▶ [EXERCISE]:
Write out each line of the entries below that holds the word "merged".

Items from a data source

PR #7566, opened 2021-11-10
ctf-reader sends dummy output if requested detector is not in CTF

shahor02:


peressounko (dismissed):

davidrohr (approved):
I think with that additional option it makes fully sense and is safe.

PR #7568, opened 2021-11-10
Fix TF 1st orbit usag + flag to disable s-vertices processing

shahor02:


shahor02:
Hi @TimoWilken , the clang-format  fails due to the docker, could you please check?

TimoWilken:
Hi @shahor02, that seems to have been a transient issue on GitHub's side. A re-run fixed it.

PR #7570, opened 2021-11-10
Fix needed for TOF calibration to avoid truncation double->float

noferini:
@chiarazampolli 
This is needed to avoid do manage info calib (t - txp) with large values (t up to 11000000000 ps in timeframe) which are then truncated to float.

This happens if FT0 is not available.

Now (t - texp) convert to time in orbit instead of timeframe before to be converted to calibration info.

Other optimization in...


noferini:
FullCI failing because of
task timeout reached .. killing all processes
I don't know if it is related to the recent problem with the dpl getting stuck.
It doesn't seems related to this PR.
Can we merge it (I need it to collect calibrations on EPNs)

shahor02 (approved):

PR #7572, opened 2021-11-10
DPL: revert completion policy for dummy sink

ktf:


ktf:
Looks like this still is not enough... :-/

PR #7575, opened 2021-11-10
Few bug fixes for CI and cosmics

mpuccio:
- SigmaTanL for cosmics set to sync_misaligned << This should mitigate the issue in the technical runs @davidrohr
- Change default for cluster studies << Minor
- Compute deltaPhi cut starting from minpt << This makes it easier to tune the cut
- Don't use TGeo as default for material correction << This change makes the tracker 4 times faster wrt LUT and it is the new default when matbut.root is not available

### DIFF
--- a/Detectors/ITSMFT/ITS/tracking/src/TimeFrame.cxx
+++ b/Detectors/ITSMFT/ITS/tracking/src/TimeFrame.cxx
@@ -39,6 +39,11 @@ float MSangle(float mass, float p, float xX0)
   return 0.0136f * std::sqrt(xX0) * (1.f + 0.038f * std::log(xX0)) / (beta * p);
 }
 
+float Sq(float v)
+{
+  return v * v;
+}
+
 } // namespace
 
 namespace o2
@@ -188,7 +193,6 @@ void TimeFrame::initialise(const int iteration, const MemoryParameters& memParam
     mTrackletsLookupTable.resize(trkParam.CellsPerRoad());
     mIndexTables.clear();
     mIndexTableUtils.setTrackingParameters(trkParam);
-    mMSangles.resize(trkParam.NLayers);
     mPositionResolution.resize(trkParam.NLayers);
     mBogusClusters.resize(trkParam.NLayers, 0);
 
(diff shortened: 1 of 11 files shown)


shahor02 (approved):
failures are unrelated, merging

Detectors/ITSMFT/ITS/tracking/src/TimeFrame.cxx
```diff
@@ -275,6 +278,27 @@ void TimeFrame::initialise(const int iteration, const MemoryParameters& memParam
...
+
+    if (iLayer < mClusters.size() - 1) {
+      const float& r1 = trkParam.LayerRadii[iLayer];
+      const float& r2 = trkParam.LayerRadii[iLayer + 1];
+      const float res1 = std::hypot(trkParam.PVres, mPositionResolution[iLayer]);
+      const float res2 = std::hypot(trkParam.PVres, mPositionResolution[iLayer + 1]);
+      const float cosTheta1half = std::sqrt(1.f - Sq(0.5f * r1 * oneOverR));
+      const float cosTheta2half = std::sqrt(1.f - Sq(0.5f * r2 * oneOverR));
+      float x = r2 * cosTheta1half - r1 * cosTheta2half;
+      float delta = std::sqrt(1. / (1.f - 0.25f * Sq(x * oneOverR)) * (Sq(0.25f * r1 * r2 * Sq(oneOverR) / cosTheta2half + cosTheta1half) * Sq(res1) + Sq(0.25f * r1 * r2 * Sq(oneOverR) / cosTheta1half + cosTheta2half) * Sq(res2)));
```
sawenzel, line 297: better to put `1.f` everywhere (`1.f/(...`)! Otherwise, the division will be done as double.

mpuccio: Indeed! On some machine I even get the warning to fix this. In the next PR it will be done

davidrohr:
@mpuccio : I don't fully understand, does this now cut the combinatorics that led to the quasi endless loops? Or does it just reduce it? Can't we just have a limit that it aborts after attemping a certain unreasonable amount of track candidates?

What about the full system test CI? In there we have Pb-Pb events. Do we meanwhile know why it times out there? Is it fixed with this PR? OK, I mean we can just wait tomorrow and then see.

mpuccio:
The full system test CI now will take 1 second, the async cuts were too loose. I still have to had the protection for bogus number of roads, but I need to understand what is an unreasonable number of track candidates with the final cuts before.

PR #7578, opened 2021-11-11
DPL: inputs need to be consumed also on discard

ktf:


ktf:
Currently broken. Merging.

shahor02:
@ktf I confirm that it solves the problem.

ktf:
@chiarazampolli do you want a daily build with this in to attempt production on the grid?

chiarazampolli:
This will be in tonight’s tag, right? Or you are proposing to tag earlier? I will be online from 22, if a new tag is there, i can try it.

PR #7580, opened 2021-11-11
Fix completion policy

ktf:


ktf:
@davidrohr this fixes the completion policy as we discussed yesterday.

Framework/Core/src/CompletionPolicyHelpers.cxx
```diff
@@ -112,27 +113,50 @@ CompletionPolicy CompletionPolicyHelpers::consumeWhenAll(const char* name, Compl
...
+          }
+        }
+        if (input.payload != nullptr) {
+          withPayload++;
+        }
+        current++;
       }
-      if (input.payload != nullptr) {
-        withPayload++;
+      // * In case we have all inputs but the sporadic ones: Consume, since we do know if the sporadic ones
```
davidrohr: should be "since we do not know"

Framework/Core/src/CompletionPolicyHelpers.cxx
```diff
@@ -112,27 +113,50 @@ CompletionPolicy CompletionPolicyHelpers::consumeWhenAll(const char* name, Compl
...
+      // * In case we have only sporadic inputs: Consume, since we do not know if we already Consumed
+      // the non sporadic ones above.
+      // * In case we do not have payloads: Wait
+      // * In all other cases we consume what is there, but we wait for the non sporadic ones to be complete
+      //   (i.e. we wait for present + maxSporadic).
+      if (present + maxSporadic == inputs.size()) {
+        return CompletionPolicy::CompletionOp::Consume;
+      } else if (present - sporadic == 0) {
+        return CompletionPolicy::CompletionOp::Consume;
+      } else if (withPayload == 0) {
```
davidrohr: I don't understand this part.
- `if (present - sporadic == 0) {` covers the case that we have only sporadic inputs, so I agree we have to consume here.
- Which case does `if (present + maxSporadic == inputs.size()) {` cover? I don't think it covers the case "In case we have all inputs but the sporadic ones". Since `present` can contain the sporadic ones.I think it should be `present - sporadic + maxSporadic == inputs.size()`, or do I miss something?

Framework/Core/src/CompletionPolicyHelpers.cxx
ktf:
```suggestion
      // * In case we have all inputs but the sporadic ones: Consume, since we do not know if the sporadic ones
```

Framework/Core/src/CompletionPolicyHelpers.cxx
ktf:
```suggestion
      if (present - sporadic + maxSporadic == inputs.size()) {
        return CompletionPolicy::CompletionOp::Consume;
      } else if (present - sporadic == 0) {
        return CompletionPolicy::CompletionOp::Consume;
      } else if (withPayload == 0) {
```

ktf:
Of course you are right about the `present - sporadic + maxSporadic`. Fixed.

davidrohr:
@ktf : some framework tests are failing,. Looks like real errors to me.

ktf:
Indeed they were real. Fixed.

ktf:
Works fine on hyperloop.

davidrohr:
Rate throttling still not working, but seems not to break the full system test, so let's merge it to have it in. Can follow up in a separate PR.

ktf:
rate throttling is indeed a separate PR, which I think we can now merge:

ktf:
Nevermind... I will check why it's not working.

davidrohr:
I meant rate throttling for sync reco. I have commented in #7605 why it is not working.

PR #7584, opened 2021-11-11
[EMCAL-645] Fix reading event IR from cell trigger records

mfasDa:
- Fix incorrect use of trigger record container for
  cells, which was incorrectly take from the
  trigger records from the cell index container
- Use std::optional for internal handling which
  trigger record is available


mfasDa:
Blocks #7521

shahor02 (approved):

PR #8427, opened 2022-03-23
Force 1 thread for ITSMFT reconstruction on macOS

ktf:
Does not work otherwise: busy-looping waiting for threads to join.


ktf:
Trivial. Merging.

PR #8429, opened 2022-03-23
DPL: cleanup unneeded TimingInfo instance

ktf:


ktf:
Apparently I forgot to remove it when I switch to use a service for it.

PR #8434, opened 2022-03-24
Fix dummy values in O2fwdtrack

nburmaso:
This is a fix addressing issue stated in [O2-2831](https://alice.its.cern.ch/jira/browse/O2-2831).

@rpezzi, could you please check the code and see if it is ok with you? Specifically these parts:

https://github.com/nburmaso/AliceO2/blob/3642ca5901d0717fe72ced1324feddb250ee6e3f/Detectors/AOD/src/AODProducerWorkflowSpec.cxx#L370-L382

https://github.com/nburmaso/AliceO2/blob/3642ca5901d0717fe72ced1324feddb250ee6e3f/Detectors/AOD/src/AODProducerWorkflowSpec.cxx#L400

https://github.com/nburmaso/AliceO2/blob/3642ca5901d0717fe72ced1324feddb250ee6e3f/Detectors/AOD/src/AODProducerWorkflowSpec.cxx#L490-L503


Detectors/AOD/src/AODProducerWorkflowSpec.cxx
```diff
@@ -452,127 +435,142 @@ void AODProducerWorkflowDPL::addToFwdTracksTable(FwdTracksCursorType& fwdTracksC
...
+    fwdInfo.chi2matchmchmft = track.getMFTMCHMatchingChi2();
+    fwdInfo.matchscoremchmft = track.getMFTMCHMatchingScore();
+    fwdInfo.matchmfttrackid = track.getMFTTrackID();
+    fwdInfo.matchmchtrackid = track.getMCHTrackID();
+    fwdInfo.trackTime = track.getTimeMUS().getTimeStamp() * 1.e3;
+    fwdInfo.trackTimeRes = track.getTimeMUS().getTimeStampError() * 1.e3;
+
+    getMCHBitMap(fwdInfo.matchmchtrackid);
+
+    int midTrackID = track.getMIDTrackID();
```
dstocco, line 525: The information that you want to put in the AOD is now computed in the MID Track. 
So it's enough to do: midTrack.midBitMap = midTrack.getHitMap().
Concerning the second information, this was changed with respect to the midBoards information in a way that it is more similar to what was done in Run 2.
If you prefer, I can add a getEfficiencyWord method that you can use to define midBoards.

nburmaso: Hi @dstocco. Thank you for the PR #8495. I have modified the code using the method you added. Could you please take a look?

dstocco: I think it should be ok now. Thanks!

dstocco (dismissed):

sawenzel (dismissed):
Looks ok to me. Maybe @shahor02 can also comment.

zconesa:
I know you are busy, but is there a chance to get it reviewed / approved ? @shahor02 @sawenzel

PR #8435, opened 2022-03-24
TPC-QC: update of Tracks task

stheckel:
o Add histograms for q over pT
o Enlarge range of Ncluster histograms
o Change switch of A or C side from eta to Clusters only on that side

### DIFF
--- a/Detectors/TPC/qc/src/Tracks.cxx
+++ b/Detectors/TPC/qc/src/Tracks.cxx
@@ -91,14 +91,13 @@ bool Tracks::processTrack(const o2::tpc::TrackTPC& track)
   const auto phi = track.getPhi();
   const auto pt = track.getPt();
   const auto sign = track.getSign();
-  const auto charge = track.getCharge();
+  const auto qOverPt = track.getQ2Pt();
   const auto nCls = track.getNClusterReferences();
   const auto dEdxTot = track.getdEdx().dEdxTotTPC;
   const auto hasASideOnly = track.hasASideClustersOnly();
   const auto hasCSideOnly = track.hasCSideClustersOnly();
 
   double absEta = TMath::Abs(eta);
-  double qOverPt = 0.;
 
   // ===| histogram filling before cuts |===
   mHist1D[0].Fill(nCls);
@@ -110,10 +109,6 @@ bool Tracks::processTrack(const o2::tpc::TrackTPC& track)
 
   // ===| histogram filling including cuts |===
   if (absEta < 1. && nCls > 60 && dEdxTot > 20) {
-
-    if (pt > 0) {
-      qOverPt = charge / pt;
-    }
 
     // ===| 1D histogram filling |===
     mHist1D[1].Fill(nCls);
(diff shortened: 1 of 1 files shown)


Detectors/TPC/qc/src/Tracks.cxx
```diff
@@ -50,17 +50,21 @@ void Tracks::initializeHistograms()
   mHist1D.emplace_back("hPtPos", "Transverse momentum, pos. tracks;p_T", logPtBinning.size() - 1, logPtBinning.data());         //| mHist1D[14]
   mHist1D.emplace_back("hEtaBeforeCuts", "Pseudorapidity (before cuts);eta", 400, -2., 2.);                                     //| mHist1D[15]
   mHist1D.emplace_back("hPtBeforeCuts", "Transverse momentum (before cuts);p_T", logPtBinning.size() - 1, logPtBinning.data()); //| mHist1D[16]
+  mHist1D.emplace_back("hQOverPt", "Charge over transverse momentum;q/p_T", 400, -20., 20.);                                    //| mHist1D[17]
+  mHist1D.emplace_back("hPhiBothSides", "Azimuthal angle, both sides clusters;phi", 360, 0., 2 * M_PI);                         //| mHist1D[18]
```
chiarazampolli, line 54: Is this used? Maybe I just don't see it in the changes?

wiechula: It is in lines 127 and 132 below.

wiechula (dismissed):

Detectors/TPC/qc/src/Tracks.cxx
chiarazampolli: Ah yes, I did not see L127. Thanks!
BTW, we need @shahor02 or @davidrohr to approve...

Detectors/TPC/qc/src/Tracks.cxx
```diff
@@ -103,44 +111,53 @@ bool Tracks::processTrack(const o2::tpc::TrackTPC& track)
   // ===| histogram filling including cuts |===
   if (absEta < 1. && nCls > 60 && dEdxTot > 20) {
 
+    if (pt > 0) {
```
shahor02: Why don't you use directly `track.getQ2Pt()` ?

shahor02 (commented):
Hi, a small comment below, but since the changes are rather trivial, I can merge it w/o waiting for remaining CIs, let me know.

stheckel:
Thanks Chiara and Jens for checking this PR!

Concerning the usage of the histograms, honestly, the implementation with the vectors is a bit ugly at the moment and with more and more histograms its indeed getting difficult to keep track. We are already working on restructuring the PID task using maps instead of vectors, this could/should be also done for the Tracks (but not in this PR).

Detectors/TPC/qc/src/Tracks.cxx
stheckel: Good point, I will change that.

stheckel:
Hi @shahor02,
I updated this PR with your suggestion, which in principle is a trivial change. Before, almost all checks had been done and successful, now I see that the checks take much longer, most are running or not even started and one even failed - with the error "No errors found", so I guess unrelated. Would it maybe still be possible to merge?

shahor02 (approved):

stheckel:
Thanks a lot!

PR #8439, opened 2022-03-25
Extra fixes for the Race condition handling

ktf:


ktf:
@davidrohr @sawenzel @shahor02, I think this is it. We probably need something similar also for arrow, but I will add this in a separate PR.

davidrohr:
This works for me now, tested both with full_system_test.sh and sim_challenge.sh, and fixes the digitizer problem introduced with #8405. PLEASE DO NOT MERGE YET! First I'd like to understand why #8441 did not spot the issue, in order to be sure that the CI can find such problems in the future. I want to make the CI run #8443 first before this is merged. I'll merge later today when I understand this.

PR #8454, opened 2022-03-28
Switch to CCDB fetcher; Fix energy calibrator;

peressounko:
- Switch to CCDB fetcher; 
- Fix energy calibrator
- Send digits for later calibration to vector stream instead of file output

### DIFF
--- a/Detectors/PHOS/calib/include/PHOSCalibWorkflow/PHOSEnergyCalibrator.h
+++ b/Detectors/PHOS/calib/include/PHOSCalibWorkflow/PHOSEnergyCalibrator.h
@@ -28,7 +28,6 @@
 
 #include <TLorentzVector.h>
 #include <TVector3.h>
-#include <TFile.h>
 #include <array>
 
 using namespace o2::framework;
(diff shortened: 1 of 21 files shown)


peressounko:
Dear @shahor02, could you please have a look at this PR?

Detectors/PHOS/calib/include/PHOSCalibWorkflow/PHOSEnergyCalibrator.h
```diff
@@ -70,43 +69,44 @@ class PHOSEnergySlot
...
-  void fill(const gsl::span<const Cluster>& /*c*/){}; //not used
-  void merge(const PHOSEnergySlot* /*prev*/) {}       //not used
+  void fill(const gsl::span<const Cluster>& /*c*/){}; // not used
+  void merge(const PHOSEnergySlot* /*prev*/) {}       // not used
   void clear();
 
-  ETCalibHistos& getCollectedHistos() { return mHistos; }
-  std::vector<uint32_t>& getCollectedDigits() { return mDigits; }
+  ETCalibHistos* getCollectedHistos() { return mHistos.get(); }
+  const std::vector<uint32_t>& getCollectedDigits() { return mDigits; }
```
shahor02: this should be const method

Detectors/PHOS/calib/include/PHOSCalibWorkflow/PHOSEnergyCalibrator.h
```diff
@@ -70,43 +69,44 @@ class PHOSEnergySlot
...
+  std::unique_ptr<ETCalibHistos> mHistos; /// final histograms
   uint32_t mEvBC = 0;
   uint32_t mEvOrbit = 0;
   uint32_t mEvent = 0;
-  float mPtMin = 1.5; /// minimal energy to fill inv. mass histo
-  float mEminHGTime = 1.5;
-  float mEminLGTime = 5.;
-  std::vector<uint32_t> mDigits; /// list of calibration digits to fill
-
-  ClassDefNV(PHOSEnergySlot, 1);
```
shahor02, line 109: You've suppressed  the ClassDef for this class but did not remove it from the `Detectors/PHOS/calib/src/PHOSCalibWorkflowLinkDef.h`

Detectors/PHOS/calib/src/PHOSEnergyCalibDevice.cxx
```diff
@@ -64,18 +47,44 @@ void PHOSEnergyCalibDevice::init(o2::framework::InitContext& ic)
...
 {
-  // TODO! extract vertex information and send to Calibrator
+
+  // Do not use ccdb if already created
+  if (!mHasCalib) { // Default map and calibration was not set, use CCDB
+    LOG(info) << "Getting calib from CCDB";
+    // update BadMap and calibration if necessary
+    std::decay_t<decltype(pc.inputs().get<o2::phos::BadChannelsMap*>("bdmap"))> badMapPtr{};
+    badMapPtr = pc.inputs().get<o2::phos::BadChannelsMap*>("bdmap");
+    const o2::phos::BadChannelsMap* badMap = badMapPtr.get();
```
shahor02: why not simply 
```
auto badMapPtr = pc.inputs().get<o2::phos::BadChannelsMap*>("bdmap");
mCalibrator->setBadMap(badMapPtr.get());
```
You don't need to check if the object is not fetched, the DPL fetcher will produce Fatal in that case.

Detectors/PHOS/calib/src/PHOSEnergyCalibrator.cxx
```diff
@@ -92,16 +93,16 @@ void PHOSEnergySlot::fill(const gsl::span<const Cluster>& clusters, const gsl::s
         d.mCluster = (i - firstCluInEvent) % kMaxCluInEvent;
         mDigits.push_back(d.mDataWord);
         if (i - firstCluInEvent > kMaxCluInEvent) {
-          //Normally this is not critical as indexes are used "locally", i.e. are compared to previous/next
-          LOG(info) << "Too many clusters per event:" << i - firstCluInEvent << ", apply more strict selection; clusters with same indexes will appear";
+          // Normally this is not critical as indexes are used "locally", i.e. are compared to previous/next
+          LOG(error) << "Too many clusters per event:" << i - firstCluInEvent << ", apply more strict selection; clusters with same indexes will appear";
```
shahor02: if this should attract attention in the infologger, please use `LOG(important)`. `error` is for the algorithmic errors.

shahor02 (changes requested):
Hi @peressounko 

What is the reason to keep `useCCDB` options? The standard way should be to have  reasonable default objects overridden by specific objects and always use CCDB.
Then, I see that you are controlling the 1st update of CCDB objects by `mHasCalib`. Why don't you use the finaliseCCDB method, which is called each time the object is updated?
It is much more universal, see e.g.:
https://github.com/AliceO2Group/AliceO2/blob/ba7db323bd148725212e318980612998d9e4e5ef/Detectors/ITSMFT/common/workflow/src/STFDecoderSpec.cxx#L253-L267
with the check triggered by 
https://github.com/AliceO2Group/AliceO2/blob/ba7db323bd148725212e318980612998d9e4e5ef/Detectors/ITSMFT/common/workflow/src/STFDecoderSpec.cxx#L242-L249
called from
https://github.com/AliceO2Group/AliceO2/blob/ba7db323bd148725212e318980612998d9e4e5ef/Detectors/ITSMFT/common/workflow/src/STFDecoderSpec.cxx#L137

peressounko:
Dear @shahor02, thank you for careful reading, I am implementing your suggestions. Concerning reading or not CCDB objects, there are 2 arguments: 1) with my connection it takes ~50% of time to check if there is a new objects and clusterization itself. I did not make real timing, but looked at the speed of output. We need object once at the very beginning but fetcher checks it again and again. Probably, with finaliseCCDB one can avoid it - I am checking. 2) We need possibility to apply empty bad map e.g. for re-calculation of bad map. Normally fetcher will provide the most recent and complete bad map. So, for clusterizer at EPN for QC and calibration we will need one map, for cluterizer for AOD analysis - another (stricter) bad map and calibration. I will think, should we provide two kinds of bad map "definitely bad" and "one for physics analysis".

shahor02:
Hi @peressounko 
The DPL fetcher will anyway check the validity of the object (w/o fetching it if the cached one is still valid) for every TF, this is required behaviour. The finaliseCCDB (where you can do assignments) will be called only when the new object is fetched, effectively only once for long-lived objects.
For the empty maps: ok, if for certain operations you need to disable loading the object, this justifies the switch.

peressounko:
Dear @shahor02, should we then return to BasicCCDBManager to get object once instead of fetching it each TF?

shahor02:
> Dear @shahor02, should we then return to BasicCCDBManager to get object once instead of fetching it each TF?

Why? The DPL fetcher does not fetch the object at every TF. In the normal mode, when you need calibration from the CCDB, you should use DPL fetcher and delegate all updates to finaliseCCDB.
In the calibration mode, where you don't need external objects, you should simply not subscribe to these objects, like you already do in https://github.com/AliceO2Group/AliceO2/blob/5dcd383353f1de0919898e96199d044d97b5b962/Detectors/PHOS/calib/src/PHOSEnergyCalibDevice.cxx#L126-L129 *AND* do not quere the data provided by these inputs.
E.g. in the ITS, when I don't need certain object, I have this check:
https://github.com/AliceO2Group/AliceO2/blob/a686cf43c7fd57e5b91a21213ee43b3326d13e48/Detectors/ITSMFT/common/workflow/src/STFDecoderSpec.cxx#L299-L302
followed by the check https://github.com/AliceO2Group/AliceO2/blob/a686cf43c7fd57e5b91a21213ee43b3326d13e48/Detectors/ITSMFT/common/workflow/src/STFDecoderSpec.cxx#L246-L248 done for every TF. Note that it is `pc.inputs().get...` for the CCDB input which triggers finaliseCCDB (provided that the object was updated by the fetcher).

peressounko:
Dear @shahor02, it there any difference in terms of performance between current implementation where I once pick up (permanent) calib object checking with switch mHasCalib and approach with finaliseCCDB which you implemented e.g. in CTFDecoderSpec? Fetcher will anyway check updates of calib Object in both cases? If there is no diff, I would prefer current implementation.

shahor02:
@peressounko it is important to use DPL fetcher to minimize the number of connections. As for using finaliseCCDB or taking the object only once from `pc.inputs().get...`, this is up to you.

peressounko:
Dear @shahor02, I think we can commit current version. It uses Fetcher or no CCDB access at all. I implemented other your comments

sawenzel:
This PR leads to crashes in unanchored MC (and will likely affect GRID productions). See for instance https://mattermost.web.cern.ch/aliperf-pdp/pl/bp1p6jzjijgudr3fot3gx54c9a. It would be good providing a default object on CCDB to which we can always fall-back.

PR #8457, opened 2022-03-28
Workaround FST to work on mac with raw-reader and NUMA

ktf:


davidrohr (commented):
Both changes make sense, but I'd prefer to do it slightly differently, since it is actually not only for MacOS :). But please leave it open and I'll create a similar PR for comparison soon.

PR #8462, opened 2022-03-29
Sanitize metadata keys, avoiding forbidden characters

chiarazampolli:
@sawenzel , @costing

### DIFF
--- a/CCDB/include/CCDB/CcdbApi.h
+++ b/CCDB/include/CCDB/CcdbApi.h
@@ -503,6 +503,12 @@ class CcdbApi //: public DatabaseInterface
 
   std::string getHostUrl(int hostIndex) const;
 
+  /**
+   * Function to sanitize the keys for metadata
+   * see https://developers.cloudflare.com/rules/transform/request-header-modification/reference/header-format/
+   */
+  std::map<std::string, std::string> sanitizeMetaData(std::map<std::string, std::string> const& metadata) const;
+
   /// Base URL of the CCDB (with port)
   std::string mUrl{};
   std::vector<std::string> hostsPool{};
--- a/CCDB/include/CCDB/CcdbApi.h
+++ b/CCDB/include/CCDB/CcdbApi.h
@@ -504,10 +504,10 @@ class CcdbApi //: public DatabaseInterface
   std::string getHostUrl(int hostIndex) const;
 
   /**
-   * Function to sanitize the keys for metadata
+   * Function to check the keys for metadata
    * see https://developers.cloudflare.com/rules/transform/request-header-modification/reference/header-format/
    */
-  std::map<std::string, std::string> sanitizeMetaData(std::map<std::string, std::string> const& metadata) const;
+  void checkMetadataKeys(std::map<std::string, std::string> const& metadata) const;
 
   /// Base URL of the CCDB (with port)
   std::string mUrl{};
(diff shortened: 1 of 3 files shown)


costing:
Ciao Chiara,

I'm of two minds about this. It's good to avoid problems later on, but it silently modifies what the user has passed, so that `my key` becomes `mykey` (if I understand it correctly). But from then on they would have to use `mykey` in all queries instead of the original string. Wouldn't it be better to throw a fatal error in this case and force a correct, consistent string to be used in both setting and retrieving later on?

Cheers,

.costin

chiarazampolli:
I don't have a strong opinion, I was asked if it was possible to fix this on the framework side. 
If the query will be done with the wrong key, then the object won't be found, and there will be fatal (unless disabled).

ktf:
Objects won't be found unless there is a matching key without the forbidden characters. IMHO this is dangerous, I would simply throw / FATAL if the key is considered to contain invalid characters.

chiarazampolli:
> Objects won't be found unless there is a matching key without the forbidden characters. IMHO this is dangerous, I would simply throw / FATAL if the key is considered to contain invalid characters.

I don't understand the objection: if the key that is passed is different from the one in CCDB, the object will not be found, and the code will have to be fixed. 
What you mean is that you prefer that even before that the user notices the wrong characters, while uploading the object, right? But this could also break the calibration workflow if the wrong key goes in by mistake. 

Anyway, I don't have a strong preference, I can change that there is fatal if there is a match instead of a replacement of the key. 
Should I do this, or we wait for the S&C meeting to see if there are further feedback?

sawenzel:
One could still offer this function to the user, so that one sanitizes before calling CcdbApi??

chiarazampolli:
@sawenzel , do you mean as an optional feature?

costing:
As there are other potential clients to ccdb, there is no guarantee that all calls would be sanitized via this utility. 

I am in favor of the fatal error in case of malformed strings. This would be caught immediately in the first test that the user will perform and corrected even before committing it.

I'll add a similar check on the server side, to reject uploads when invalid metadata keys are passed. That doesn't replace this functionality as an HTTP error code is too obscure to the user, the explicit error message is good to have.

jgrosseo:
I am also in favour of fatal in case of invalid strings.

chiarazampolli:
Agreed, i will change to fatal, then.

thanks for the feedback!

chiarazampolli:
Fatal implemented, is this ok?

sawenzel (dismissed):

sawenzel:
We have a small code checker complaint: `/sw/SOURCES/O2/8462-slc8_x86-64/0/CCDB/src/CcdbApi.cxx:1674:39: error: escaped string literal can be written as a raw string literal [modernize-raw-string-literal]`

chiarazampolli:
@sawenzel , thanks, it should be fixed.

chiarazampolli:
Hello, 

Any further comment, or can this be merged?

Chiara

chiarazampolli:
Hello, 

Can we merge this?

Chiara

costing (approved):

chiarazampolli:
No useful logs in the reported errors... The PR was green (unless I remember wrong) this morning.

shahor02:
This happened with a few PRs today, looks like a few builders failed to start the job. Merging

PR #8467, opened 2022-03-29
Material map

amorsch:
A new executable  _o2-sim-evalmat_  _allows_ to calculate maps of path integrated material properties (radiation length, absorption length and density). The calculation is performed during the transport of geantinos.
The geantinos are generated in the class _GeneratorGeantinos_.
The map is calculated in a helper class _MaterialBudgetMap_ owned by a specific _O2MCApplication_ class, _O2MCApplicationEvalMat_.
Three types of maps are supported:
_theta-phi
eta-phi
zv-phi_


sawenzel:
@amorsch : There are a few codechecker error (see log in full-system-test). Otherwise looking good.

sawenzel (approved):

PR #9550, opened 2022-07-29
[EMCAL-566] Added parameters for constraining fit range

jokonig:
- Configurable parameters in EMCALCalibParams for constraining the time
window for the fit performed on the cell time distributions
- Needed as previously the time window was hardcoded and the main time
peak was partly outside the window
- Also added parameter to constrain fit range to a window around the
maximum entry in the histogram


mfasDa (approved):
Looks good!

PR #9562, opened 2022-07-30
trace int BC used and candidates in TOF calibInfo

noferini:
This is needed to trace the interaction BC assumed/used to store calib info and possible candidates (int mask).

▶ [RESULT OF THE EXERCISE]:
This works for me now, tested both with full_system_test.sh and sim_challenge.sh, and fixes the digitizer problem introduced with #8405. PLEASE DO NOT MERGE YET! First I'd like to understand why #8441 did not spot the issue, in order to be sure that the CI can find such problems in the future. I want to make the CI run #8443 first before this is merged. I'll merge later today when I understand this.
Any further comment, or can this be merged?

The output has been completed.